Start of Source data

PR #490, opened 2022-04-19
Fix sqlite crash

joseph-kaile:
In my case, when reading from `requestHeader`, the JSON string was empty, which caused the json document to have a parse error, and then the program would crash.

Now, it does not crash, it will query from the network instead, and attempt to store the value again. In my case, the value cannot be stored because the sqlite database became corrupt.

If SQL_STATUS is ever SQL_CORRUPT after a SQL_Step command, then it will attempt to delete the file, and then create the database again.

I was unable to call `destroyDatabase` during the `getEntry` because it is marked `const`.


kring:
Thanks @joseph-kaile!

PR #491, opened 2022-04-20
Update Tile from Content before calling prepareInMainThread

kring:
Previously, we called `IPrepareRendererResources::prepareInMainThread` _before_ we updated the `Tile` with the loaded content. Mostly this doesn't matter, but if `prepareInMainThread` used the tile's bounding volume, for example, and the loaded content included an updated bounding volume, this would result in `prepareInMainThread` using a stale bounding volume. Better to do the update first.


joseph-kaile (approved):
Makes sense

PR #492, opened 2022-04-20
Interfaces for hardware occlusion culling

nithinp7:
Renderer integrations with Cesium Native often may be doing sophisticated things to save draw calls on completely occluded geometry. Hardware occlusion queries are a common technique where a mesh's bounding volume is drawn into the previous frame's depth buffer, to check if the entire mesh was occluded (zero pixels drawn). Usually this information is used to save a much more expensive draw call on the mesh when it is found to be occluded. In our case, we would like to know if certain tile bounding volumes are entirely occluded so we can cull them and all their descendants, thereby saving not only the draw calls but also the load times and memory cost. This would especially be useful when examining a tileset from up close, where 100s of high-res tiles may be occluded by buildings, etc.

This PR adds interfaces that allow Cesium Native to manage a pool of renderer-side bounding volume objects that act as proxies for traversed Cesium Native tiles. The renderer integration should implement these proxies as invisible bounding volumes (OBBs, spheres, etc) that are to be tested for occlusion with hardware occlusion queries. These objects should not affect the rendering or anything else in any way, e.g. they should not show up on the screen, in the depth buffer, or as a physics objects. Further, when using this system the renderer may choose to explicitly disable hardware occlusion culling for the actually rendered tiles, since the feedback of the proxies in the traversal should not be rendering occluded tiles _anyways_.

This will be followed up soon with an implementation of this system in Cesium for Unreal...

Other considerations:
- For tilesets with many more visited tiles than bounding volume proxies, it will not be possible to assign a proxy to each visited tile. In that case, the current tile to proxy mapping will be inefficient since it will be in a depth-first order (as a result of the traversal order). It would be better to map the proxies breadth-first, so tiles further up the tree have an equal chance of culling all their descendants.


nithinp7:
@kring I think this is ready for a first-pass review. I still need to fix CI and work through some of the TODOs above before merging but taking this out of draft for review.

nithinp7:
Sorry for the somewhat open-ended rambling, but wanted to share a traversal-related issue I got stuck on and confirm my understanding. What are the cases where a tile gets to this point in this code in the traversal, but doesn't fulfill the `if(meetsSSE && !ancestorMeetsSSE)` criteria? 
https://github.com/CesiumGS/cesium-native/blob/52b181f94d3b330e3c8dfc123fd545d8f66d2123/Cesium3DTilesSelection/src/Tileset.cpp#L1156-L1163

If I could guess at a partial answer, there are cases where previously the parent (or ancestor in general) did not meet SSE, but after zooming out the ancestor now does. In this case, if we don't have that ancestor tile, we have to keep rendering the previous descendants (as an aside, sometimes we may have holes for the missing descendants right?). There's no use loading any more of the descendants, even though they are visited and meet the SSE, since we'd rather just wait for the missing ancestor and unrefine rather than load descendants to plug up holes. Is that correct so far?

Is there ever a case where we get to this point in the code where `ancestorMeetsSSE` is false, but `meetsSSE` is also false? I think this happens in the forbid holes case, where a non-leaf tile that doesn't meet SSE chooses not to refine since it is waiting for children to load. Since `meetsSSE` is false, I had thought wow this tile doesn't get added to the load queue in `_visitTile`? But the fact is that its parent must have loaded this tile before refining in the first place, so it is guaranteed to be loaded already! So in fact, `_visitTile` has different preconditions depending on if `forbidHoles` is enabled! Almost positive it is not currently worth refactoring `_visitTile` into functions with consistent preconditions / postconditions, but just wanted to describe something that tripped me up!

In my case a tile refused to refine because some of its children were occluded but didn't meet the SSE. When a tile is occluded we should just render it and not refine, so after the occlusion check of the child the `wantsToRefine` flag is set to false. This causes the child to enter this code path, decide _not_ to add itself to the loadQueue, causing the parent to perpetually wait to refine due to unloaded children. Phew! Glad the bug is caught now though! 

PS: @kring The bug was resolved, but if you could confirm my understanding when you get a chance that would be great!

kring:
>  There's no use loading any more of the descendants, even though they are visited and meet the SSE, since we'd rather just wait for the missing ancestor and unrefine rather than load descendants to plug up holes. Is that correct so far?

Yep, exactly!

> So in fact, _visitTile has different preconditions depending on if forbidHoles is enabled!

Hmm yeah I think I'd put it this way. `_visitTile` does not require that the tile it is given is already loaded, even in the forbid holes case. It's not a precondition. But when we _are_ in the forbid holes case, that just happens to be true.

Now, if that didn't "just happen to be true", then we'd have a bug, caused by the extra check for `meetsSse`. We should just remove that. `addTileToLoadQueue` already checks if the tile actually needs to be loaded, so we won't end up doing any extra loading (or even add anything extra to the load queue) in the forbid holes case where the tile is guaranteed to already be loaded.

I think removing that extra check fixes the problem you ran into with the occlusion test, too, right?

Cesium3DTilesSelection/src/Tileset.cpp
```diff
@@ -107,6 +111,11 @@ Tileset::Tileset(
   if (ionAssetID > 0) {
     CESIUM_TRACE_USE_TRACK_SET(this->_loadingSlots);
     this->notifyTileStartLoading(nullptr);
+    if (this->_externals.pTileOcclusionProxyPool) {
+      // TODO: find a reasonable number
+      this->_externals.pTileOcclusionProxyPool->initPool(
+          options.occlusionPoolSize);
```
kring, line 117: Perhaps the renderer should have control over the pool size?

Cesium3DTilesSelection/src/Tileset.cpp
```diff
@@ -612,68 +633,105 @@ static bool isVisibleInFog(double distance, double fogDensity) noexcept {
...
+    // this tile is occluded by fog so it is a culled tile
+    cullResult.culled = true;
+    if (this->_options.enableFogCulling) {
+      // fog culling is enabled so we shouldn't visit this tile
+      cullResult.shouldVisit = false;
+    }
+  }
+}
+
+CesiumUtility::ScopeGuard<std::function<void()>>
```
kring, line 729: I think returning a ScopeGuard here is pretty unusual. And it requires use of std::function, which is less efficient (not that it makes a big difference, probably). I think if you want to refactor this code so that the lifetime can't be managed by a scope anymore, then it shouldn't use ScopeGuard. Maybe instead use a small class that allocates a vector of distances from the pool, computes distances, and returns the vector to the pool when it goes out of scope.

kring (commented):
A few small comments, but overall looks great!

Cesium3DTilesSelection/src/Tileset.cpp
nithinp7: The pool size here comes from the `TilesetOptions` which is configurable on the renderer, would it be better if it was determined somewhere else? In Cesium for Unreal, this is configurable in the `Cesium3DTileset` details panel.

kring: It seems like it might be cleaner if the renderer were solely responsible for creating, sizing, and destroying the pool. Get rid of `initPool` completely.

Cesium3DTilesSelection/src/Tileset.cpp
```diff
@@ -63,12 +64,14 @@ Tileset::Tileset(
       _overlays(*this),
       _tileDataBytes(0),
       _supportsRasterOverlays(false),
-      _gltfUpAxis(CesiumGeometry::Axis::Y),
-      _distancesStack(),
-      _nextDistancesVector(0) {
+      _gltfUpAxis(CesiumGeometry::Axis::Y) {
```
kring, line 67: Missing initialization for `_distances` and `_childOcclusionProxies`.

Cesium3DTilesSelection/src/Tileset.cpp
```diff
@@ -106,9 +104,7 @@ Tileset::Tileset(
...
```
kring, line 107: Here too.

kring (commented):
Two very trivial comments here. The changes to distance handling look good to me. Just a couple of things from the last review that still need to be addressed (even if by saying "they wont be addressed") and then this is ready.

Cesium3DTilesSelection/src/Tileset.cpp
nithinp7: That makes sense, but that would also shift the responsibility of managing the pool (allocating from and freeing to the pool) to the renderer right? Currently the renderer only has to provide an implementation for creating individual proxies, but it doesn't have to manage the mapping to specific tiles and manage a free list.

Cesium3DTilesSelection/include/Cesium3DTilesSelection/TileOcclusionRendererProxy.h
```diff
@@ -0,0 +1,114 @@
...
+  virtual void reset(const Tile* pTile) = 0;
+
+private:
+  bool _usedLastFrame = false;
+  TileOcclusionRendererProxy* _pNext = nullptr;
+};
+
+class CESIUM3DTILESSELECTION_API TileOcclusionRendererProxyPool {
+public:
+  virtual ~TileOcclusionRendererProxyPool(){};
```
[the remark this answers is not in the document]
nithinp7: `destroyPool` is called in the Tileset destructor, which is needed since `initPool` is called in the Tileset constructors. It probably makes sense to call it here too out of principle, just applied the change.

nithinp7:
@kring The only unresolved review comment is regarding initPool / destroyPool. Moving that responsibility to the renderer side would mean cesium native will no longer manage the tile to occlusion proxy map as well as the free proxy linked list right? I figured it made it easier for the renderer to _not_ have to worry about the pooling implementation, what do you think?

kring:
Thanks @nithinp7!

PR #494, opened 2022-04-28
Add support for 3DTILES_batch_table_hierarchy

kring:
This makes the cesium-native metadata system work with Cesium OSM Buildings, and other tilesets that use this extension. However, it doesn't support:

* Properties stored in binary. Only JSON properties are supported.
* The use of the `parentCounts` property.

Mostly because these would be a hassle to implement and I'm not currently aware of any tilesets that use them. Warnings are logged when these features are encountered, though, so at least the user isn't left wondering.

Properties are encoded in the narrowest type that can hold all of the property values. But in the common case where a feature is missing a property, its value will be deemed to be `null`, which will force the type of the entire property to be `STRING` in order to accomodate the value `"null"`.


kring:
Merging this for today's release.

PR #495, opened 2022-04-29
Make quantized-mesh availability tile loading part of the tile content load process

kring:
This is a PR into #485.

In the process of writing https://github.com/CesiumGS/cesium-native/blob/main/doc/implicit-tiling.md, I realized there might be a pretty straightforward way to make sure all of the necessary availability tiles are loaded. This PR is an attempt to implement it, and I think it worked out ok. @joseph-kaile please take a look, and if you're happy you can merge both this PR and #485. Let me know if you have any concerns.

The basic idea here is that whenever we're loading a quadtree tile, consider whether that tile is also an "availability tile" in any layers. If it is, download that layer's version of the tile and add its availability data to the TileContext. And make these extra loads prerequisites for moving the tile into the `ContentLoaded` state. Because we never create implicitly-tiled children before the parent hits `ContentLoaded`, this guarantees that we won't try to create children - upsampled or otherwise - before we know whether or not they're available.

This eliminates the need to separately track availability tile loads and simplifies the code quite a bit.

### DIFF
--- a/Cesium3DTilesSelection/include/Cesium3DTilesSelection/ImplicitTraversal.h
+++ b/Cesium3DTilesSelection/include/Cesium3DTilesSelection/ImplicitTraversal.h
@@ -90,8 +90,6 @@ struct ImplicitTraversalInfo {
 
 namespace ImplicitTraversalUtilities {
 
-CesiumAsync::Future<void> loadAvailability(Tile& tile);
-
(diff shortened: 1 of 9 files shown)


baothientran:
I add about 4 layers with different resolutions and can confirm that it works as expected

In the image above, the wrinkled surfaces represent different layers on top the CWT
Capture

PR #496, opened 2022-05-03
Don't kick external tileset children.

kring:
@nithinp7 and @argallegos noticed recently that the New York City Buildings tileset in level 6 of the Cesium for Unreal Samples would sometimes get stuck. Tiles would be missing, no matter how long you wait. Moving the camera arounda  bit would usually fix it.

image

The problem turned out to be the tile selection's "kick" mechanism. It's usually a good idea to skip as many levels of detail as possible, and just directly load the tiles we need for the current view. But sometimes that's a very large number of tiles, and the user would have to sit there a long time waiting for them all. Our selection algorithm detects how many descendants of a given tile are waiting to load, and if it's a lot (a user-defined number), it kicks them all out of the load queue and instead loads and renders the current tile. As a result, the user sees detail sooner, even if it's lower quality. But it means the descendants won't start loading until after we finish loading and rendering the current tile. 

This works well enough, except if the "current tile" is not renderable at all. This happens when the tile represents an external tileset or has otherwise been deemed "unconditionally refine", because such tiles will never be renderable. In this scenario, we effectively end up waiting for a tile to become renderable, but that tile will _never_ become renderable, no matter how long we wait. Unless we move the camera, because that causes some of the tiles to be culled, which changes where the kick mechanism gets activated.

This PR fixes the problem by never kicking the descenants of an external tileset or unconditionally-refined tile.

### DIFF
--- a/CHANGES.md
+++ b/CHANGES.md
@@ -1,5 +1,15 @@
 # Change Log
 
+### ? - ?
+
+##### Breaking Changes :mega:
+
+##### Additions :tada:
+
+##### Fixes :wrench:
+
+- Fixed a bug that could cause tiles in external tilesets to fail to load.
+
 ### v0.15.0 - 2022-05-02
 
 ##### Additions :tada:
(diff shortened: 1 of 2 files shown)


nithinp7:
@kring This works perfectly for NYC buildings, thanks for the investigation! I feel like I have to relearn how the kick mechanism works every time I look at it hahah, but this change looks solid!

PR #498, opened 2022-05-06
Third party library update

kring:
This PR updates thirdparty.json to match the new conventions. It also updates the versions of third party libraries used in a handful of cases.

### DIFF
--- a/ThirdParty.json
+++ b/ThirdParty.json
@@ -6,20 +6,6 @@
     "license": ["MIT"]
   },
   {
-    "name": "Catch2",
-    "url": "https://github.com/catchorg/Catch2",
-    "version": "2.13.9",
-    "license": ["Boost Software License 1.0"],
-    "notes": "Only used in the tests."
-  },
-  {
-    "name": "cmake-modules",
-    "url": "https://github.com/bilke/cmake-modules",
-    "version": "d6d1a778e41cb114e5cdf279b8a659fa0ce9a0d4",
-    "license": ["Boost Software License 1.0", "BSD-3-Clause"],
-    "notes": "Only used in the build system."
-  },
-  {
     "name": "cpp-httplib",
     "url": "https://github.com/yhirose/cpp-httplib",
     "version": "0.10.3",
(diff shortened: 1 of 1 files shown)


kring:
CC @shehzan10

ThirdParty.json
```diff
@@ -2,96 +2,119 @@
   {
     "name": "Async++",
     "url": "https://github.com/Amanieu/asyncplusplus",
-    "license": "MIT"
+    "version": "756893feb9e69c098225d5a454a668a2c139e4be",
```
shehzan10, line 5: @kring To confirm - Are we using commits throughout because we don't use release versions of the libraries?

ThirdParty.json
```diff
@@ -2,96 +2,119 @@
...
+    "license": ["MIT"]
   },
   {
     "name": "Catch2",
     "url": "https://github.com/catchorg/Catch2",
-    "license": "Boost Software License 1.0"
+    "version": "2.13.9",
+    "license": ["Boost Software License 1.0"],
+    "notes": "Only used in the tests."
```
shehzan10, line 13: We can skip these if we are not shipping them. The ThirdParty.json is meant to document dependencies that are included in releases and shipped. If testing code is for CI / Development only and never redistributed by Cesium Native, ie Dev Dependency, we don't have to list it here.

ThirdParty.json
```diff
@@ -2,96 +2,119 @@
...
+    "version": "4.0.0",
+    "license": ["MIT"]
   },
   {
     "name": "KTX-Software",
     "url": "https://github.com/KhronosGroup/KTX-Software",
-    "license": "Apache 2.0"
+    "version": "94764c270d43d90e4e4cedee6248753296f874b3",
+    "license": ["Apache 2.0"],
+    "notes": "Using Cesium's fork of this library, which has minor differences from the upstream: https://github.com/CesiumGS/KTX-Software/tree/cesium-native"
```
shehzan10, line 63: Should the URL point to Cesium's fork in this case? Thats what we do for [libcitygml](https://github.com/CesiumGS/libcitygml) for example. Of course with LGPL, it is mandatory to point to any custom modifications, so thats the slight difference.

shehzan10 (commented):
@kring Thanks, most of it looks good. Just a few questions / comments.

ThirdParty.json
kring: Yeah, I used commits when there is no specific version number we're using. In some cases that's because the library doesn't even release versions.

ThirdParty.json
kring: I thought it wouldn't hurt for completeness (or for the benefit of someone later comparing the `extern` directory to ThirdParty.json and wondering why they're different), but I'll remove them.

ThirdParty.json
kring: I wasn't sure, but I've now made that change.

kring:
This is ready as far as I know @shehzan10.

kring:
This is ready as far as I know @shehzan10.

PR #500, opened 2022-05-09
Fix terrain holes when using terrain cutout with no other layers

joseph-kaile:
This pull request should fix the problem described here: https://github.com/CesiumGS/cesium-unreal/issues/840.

End of Source data

Your instructions:
Each line in the listing that contains "fork" should be returned.

Output of the exercise:
+    "notes": "Using Cesium's fork of this library, which has minor differences from the upstream: https://github.com/CesiumGS/KTX-Software/tree/cesium-native"
shehzan10, line 63: Should the URL point to Cesium's fork in this case? Thats what we do for [libcitygml](https://github.com/CesiumGS/libcitygml) for example. Of course with LGPL, it is mandatory to point to any custom modifications, so thats the slight difference.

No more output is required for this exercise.